## REQUIREMENT:
Locate each line in the records containing "care". Copy it.

## RECORDS FOR THE EXERCISE:
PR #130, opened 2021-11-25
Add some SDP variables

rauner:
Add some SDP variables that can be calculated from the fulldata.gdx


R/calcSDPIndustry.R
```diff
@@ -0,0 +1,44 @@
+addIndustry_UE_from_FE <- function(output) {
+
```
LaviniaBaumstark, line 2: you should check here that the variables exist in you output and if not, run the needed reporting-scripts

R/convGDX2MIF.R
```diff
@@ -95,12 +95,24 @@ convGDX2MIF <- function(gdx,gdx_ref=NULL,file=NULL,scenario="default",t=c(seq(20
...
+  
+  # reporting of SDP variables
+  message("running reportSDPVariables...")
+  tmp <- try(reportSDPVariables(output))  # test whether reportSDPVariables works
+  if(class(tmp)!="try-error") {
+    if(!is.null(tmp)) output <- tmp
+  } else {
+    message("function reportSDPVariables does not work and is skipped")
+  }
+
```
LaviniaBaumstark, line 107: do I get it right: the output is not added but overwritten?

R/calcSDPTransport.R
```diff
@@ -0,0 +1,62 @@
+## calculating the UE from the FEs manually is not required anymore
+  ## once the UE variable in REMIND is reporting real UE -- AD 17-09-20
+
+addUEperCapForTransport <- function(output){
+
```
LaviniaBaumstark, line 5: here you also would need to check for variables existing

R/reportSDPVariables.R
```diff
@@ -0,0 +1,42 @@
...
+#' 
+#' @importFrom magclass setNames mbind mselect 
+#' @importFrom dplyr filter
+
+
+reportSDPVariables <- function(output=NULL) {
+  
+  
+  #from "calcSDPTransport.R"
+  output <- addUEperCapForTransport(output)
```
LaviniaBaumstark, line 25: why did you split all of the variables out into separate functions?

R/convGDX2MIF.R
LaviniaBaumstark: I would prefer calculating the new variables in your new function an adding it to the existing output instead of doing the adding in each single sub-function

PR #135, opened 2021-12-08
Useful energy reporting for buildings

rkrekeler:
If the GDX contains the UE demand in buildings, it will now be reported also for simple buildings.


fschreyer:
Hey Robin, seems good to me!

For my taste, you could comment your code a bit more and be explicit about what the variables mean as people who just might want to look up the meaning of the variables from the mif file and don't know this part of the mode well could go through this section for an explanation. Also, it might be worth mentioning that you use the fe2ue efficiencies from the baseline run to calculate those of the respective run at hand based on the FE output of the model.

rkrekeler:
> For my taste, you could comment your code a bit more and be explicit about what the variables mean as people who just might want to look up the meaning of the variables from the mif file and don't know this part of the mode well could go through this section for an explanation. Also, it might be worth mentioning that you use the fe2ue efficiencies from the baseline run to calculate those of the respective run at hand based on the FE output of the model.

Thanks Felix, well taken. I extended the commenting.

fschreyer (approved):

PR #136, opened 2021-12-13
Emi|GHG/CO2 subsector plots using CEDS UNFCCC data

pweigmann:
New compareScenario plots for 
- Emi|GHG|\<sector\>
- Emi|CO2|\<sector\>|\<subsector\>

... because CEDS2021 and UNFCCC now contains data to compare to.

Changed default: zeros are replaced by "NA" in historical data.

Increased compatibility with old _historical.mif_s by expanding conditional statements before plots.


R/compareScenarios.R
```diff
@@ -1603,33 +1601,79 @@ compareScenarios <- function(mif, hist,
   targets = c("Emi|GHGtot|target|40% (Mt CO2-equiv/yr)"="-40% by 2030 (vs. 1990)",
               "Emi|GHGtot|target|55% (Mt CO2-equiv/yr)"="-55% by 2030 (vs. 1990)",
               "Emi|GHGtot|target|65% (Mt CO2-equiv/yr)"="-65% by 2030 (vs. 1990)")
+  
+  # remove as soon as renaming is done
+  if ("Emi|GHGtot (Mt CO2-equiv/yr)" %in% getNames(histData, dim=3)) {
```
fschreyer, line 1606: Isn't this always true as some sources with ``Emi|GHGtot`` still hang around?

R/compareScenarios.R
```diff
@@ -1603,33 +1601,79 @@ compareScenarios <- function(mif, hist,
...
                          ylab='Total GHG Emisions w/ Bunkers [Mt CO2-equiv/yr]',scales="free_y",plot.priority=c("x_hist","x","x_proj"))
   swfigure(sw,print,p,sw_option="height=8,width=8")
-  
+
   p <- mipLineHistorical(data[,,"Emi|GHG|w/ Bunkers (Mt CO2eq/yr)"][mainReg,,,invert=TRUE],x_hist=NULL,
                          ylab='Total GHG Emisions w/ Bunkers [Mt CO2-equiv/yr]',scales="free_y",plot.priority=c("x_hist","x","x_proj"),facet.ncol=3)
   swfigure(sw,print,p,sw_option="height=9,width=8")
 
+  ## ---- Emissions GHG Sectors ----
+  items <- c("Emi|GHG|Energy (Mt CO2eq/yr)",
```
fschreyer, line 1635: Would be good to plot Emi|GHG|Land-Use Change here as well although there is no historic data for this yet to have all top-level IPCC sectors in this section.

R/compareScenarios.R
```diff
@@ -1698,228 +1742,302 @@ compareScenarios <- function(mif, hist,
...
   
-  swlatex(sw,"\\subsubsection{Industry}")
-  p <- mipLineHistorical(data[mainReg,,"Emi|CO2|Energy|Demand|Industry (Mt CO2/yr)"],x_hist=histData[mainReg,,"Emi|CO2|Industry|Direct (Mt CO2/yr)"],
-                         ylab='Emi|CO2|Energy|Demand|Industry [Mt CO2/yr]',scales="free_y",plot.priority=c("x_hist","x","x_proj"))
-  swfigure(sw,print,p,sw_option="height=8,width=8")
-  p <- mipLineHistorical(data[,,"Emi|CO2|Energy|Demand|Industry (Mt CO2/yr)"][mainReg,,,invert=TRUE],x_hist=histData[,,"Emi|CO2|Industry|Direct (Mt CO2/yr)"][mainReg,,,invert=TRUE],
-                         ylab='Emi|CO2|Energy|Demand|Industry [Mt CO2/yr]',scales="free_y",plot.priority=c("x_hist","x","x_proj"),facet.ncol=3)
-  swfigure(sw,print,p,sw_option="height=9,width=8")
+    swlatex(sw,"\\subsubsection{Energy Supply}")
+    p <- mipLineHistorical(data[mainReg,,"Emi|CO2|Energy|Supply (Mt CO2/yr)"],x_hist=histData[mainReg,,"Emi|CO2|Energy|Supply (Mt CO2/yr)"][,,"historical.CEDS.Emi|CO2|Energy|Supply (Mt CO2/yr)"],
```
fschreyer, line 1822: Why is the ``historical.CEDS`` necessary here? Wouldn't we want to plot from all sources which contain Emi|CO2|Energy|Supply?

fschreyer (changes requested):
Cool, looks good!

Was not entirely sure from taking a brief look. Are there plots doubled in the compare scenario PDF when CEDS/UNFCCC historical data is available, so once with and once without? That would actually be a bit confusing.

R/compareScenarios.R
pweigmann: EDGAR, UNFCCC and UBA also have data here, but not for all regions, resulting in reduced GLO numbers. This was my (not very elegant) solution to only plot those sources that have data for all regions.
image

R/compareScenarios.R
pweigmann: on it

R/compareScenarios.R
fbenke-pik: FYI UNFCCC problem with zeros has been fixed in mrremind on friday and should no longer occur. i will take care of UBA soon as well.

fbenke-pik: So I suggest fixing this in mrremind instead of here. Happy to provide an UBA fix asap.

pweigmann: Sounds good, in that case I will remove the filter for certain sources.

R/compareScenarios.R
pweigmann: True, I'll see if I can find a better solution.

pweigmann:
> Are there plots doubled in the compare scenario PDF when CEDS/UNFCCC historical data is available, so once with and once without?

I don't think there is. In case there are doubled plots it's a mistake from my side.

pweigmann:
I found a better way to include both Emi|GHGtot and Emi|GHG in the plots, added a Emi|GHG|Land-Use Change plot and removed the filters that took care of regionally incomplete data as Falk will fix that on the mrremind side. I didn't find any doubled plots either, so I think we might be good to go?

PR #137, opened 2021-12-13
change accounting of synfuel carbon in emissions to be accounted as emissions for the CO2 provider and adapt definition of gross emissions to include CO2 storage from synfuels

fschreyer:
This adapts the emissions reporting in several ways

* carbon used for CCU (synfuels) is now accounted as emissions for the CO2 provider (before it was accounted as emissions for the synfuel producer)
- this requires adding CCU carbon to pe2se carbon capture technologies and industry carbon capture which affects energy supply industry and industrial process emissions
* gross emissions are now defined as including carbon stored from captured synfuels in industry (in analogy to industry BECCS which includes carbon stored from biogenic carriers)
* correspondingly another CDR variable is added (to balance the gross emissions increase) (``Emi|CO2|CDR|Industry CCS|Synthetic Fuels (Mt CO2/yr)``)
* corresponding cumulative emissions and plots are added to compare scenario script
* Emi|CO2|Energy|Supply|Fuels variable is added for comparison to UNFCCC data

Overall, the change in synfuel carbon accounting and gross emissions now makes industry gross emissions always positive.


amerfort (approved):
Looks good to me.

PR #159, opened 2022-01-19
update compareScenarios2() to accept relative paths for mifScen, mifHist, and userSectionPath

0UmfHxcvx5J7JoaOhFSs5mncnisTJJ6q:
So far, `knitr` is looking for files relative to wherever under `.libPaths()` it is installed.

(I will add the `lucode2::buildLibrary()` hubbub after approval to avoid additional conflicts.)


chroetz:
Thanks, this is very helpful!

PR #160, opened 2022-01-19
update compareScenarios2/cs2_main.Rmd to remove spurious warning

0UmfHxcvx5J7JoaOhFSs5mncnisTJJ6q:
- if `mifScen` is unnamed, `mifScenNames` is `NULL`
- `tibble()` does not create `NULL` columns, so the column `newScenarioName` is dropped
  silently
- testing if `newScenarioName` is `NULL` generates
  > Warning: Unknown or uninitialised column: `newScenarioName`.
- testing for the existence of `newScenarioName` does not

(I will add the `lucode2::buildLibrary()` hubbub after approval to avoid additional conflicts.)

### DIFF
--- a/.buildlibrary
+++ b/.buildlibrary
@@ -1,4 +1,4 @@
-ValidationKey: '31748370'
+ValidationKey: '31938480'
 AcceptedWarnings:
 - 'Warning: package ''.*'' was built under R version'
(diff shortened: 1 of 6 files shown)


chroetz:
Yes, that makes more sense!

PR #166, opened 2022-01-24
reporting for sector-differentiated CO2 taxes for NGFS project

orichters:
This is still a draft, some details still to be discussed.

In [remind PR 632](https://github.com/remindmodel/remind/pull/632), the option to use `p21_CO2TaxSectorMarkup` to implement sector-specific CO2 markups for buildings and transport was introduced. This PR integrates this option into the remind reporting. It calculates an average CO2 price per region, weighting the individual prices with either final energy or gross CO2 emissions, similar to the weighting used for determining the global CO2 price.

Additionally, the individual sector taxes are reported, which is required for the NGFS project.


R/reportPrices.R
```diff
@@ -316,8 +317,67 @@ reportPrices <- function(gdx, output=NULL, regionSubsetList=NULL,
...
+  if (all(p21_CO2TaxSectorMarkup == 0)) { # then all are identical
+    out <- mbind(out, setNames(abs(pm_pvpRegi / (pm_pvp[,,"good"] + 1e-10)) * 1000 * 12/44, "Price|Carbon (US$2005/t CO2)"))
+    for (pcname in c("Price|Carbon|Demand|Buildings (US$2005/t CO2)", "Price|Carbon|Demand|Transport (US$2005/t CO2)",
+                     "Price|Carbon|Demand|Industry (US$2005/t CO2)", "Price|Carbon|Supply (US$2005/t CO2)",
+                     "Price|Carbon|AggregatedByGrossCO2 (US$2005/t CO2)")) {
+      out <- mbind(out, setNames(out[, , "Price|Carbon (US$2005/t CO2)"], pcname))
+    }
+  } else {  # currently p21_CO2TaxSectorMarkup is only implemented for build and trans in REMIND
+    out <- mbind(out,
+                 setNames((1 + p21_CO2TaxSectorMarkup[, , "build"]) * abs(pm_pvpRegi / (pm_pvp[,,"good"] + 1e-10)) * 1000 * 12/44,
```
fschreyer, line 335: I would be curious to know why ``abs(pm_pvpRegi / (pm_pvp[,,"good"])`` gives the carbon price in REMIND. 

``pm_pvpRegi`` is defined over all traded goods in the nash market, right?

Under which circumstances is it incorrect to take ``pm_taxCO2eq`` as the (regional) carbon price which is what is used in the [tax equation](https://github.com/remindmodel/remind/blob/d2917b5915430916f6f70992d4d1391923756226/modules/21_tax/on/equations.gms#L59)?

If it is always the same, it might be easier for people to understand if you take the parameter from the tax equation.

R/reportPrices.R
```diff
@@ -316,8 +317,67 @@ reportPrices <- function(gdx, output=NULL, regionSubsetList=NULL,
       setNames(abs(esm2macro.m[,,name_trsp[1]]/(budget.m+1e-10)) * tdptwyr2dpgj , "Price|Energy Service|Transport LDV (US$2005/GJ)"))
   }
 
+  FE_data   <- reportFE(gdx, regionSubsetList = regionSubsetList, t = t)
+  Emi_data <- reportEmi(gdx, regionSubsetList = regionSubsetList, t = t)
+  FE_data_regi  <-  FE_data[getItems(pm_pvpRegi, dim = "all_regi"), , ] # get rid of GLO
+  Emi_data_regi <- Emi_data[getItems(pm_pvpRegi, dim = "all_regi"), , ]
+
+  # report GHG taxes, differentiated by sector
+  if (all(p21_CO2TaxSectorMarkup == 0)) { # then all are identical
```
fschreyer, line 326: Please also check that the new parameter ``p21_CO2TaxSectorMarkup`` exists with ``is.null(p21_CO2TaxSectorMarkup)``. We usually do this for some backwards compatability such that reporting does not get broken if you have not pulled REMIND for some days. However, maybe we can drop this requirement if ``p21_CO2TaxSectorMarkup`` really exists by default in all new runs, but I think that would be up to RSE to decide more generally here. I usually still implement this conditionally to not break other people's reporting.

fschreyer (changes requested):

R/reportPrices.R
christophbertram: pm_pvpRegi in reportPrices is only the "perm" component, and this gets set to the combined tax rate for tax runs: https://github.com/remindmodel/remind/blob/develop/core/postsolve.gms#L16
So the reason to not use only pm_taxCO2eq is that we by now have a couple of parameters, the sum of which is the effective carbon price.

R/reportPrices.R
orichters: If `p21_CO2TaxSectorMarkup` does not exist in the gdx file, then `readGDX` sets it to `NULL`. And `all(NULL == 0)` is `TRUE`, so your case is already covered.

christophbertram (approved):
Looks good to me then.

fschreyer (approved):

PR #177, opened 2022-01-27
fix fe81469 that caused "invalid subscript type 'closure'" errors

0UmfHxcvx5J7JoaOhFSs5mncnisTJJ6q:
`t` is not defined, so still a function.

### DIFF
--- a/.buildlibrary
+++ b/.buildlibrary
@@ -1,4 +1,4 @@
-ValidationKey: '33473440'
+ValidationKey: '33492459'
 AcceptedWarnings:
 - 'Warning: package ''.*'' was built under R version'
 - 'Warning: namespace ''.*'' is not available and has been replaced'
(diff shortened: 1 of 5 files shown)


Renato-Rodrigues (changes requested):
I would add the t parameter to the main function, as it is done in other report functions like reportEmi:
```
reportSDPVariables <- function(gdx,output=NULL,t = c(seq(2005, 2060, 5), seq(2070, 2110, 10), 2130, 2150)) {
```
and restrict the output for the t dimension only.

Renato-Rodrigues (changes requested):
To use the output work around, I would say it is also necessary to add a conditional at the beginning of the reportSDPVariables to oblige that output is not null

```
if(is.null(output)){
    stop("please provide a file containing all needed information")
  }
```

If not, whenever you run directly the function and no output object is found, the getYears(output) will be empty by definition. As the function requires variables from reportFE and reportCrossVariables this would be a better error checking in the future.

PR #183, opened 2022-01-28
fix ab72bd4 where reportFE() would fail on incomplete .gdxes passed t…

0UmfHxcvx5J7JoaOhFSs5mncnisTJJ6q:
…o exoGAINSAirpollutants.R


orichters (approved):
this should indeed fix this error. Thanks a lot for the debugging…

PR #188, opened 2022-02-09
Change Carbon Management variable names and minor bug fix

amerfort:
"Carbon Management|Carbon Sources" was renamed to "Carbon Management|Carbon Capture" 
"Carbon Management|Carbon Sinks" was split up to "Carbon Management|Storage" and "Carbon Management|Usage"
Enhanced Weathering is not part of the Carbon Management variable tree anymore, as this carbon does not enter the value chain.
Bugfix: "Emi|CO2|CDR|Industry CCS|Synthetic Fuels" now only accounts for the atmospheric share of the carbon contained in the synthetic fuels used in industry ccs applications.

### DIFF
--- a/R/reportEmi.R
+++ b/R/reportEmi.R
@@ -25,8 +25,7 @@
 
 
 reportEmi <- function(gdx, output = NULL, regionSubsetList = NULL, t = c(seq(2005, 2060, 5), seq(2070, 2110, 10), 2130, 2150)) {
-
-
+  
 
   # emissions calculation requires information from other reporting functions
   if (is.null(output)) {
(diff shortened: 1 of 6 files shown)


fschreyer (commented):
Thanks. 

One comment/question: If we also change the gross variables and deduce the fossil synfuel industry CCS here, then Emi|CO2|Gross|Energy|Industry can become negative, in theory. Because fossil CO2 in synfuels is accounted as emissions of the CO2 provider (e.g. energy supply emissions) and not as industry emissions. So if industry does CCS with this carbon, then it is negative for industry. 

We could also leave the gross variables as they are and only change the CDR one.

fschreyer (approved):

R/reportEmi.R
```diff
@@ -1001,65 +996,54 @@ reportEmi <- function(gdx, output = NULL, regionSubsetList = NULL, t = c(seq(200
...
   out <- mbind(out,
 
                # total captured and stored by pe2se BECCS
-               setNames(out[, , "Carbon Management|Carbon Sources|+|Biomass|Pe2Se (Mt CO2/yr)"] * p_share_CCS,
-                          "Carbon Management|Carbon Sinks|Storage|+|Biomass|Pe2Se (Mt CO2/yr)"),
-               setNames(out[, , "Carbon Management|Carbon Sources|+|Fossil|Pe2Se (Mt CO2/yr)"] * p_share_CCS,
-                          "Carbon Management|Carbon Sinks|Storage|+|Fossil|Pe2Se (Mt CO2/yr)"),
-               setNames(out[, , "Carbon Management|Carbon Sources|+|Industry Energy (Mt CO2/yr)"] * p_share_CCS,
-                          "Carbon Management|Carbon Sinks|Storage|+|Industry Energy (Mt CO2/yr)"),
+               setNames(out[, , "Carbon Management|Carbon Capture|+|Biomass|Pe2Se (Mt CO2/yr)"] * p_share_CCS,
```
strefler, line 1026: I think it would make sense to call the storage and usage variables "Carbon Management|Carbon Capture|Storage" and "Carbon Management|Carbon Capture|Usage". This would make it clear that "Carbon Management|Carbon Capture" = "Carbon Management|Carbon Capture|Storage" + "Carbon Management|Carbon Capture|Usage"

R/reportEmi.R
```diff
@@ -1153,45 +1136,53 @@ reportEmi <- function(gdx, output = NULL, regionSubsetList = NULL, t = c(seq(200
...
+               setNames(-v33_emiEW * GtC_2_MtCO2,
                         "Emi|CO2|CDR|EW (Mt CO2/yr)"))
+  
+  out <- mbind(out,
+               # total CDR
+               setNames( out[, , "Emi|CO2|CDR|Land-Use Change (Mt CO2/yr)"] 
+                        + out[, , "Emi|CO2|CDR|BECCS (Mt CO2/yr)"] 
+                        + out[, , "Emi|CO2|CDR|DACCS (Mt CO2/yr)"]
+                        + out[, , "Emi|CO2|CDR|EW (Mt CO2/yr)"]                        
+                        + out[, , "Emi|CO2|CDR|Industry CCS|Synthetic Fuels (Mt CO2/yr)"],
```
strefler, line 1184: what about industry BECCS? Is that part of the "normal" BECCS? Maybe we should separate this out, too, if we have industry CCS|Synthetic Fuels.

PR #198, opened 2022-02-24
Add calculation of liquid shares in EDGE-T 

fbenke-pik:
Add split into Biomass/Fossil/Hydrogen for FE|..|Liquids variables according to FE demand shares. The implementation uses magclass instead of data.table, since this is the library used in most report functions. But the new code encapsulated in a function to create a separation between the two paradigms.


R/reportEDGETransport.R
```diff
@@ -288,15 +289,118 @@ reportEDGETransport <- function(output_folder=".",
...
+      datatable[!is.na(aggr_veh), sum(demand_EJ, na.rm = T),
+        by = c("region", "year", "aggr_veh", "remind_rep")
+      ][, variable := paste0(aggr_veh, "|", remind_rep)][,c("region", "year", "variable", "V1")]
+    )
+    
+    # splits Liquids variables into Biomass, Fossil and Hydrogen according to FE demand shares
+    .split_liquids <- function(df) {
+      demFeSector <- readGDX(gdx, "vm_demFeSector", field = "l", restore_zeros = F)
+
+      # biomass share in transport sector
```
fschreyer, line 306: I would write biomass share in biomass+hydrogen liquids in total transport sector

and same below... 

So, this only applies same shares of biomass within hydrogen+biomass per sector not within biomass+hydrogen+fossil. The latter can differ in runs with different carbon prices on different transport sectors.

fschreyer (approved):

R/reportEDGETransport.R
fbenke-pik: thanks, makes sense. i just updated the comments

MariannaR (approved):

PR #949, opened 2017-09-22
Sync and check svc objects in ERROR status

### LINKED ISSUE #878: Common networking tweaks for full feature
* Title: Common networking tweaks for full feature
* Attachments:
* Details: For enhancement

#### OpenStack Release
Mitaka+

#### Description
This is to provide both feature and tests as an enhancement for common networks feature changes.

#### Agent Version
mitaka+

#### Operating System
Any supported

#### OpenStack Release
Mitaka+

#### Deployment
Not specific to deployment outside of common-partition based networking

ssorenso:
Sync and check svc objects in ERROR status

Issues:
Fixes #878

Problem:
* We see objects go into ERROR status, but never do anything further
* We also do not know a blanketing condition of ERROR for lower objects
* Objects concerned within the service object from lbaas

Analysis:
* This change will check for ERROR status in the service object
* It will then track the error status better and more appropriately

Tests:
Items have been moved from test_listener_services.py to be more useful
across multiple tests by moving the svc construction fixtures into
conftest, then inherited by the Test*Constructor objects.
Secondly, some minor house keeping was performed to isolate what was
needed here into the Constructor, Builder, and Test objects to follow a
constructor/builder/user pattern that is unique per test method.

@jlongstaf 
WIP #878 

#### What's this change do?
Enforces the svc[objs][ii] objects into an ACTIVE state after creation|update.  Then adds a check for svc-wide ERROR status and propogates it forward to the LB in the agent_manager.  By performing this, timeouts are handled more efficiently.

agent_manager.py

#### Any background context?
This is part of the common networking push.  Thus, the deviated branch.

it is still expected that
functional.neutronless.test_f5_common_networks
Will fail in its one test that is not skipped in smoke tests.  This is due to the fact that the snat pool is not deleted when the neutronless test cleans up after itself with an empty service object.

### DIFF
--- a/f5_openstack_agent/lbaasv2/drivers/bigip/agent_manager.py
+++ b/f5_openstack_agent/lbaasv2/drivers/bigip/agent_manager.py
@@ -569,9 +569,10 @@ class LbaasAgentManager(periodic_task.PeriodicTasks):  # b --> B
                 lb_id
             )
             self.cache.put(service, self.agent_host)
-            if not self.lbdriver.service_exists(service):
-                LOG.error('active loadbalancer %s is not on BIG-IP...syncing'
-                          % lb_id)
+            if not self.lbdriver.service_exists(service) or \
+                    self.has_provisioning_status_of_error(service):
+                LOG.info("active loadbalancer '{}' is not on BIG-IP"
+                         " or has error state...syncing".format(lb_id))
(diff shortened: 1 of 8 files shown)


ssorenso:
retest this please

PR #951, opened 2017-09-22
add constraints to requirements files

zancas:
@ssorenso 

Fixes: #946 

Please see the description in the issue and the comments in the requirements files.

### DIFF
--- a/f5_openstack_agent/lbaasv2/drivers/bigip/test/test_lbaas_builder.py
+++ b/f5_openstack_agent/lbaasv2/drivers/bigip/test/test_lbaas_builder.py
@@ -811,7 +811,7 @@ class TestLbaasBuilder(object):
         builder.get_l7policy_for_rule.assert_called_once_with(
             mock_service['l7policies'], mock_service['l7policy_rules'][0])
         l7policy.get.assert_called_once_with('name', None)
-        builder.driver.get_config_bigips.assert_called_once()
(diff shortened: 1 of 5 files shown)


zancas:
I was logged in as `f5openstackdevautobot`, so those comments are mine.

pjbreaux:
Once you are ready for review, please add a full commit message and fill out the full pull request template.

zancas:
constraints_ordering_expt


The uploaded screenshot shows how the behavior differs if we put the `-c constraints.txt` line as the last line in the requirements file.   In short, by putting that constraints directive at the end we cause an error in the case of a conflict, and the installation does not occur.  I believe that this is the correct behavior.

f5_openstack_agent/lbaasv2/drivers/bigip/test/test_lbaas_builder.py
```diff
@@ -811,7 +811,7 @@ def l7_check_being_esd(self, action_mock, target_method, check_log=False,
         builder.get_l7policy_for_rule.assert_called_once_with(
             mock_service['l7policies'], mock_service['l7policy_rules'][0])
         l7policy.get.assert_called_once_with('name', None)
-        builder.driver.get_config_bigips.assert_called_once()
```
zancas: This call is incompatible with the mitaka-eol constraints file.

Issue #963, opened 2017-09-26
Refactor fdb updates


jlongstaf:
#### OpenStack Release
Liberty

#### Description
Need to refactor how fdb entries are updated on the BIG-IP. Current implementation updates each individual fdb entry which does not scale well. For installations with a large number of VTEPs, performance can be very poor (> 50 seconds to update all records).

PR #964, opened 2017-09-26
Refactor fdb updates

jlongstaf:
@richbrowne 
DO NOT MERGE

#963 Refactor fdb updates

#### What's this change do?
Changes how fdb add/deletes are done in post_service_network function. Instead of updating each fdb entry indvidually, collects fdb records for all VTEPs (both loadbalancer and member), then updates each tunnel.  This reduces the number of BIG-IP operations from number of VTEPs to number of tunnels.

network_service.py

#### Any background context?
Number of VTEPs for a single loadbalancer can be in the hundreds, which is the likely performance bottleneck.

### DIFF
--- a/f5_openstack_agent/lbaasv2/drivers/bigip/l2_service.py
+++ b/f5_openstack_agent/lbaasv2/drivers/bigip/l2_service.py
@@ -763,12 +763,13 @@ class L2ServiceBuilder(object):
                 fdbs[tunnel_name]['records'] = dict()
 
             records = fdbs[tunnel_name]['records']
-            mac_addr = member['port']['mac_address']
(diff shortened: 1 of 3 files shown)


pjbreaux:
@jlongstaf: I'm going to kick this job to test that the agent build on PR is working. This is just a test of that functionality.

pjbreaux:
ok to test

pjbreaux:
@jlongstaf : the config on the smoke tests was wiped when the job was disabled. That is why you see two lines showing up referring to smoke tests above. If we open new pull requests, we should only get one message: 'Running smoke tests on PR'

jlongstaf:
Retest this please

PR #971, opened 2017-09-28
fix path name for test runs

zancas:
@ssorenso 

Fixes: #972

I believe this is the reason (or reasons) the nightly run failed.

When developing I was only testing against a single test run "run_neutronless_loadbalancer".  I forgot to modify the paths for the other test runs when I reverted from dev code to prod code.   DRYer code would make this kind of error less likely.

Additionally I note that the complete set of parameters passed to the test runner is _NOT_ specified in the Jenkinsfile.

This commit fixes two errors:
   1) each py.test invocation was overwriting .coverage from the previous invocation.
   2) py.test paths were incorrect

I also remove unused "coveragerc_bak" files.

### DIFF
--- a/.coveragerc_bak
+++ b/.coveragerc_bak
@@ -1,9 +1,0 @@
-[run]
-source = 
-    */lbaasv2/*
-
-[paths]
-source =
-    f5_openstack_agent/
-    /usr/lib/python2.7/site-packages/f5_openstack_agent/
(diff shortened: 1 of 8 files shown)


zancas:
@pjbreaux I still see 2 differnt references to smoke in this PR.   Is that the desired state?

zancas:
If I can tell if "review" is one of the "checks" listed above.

## ANSWER TO THIS EXERCISE:
fbenke-pik: FYI UNFCCC problem with zeros has been fixed in mrremind on friday and should no longer occur. i will take care of UBA soon as well.
I found a better way to include both Emi|GHGtot and Emi|GHG in the plots, added a Emi|GHG|Land-Use Change plot and removed the filters that took care of regionally incomplete data as Falk will fix that on the mrremind side. I didn't find any doubled plots either, so I think we might be good to go?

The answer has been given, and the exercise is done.